# Dividing bins into segments

This may be a question with a well known answer, but I've been thinking on it for two days, and can't quite come up with a satisfactory answer.

Consider the problem of dividing $p n$ bins numbered $1$ through $pn$ into $p m + 1$ segments by placing $pm$ balls. If we let $k = pn - pm \bmod pm+1$, then we can show that we may attain a placement of the $pm$ balls such that there are exactly $(pm+1) - k$ segments of empty bins of length $\lfloor \frac{pn-pm}{pm+1} \rfloor$ and $k$ segments of empty bins of length $\lceil \frac{pn-pm}{pm + 1} \rceil$.

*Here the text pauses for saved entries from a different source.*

PR #6492, opened 2026-04-08
Update React Testing Library to 13.4 to support React@18

lkostrowski:
Prior to this change, we hade bunch of errors in tests with incompatible setup between RTL and React. 13.4 is only 1 version bump, but it adds support to React 18

I decided not to bump to newest versions, because its safer in general to update with small increments (peer deps changes → more risk)


testUtils/setup.ts
```diff
@@ -2,6 +2,8 @@ import "@testing-library/jest-dom";
 
 import { configure } from "@testing-library/react";
 
+(globalThis as any).IS_REACT_ACT_ENVIRONMENT = true;
```
witoszekdev: question: why do we need this?

witoszekdev (dismissed):

testUtils/setup.ts
lkostrowski: I think thats the intermediate step when upgrading, but I have tried without it and I see no difference, so I removed that

witoszekdev (approved):

PR #6493, opened 2026-04-08
[3.22] Fix bug with gifctard sending to customer

lkostrowski:
This is another fix of broken comboboxes, it adds extra handling around values to allow custom option


src/giftCards/GiftCardCreateDialog/GiftCardCustomerSelectField.tsx
```diff
@@ -20,44 +22,96 @@ export const GiftCardCustomerSelectField = ({
...
+  }, 500);
+
+  const options = useMemo(() => {
+    const opts = (customers || []).map(({ email, firstName, lastName }) => ({
+      value: email,
+      label: getFullName({ firstName, lastName }) || email,
+    }));
+    const trimmed = inputValue.trim();
+
+    if (trimmed && trimmed.includes("@")) {
```
witoszekdev: question: what are we supposed to check here? if this is a valid email? then perhaps we should use a better validation, with regex, not just checking `@` - since users cannot select `Use email: test@test` since it's not a valid domain

https://stackoverflow.com/questions/201323/how-can-i-validate-an-email-address-using-a-regular-expression

src/giftCards/GiftCardCreateDialog/GiftCardCustomerSelectField.tsx
```diff
@@ -20,44 +22,96 @@ export const GiftCardCustomerSelectField = ({
...
+        : null,
+    [selectedCustomer.email, selectedCustomer.name],
+  );
+
+  const handleSelect = (option: Option | null): void => {
+    if (!option) {
+      setSelectedCustomer({
+        email: "",
+        name: "",
+      });
```
witoszekdev, line 76: question: shouldn't this be a `null` if user didn't select a valid option?

lkostrowski: no, existing logic relies on empty strings from form

witoszekdev (approved):

PR #6504, opened 2026-04-14
Fix deleting server-side voucher codes

mirekm:
### Summary
* The dashboard incorrectly blocked deletion of saved voucher codes with a "Can't delete saved codes" tooltip, even though the backend supports it via voucherCodeBulkDelete
* Wired up the voucherCodeBulkDelete mutation so saved codes are actually deleted server-side, while draft (unsaved) codes continue to be removed from local state
* Added id to the VoucherCode GraphQL fragment (required by the mutation)
* Delete confirmation dialog now shows loading state during the mutation, displays error/success notifications with count of deleted codes, and uses red button styling consistent with other destructive actions in the dashboard


witoszekdev (dismissed):
lgtm but it looks like tests are failing due to import issue

mirekm:
> lgtm but it looks like tests are failing due to import issue

Fixed.

witoszekdev (approved):

PR #6514, opened 2026-04-15
build: split deploy to unstable main workflow

NyanKiyoshi:
Splits the build & deploy steps into two distinct jobs to reduce the blast radius and risk of malicious dependencies obtaining access to secrets.

## Scope of the change


lkostrowski (dismissed):

.github/workflows/deploy-master-staging.yaml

Here's the tricky question: can we accomplish this task while ensuring that there are exactly $m$ balls in each interval $[(j-1)n + 1, jn]$, for $j \in \{1, 2, \dots, p\}$?

Every concrete example I work through answers in the affirmative, but I can't seem to get an algorithmic way of doing it, or mathematical proof that one such arrangement exists.

For particular examples, it always seems to work. See an example below with $p = 2,$ $n = 7,$ $m = 2.$

1| |X| | |X|1|X| | |X| | |

where 1 denotes the beginning of a new 'period', and | denotes the 'wall' of a bin, and X denotes a ball. Note that 1 and | both denote 'walls' of bins.

• Your example is actually not regular. You want ||X|||X|||X|||X||. Mar 25, 2016 at 0:34
• Not sure I agree with that; my example has $pn = 14$ bins, with $7$ in each period. Yours appears to only have $12$ bins? Mar 31, 2016 at 14:08
• I count 14. Are you counting the extreme ones? Mar 31, 2016 at 18:35
• Ah, no I was not. I only counted bins as spaces with lines on either side. So, I missed the two most extreme bins in your example. Thanks! Apr 5, 2016 at 18:09

For $0 \leq i \leq pm+1$, define $$x_i = \left\lfloor i \frac{pn+1}{pm+1} \right\rfloor.$$ We put ball $i$ in bin $i$ for $1 \leq i \leq pm$. The length of the $i$th space (for $1 \leq i \leq pm+1$) is $$x_i - x_{i-1} = \left\lfloor i \frac{pn+1}{pm+1} \right\rfloor - \left\lfloor (i-1) \frac{pn+1}{pm+1} \right\rfloor \in \left\{ \left\lfloor \frac{pn+1}{pm+1} \right\rfloor, \left\lceil \frac{pn+1}{pm+1} \right\rceil \right\},$$ so your first condition is satisfied (the spaces are as equal to each other as possible).
For your second condition, we need to verify that $1 \leq x_1,\ldots,x_m \leq n$, $n+1 \leq x_{m+1},\ldots,x_{2m} \leq 2n$, and so on. It's clearly enough to verify that $x_{Cm} \leq Cn$ for $1 \leq C \leq p$ and that $x_{Cm+1} > Cn$ for $0 \leq C < p$. For the first condition, we have $$x_{Cm} = \left\lfloor Cm \frac{pn+1}{pm+1} \right\rfloor < Cm \frac{pn+1}{pm+1} + 1 = \frac{Cpmn + Cm + pm + 1}{pm+1} \\ < \frac{Cpmn + Cn + pm + 1}{pm+1} = Cn+1,$$ using your implicit assumption $m < n$. For the second condition, $$x_{Cm+1} = \left\lfloor (Cm+1) \frac{pn+1}{pm+1} \right\rfloor \geq (Cm+1) \frac{pn+1}{pm+1} = \frac{Cpmn + Cm + pn + 1}{pm+1} \\ \geq \frac{Cpmn + Cn + pm + 1}{pm+1} = Cn+1,$$ using $Cm + pn \geq Cn + pm$, which follows from $(p-C)(n-m) \geq 0$.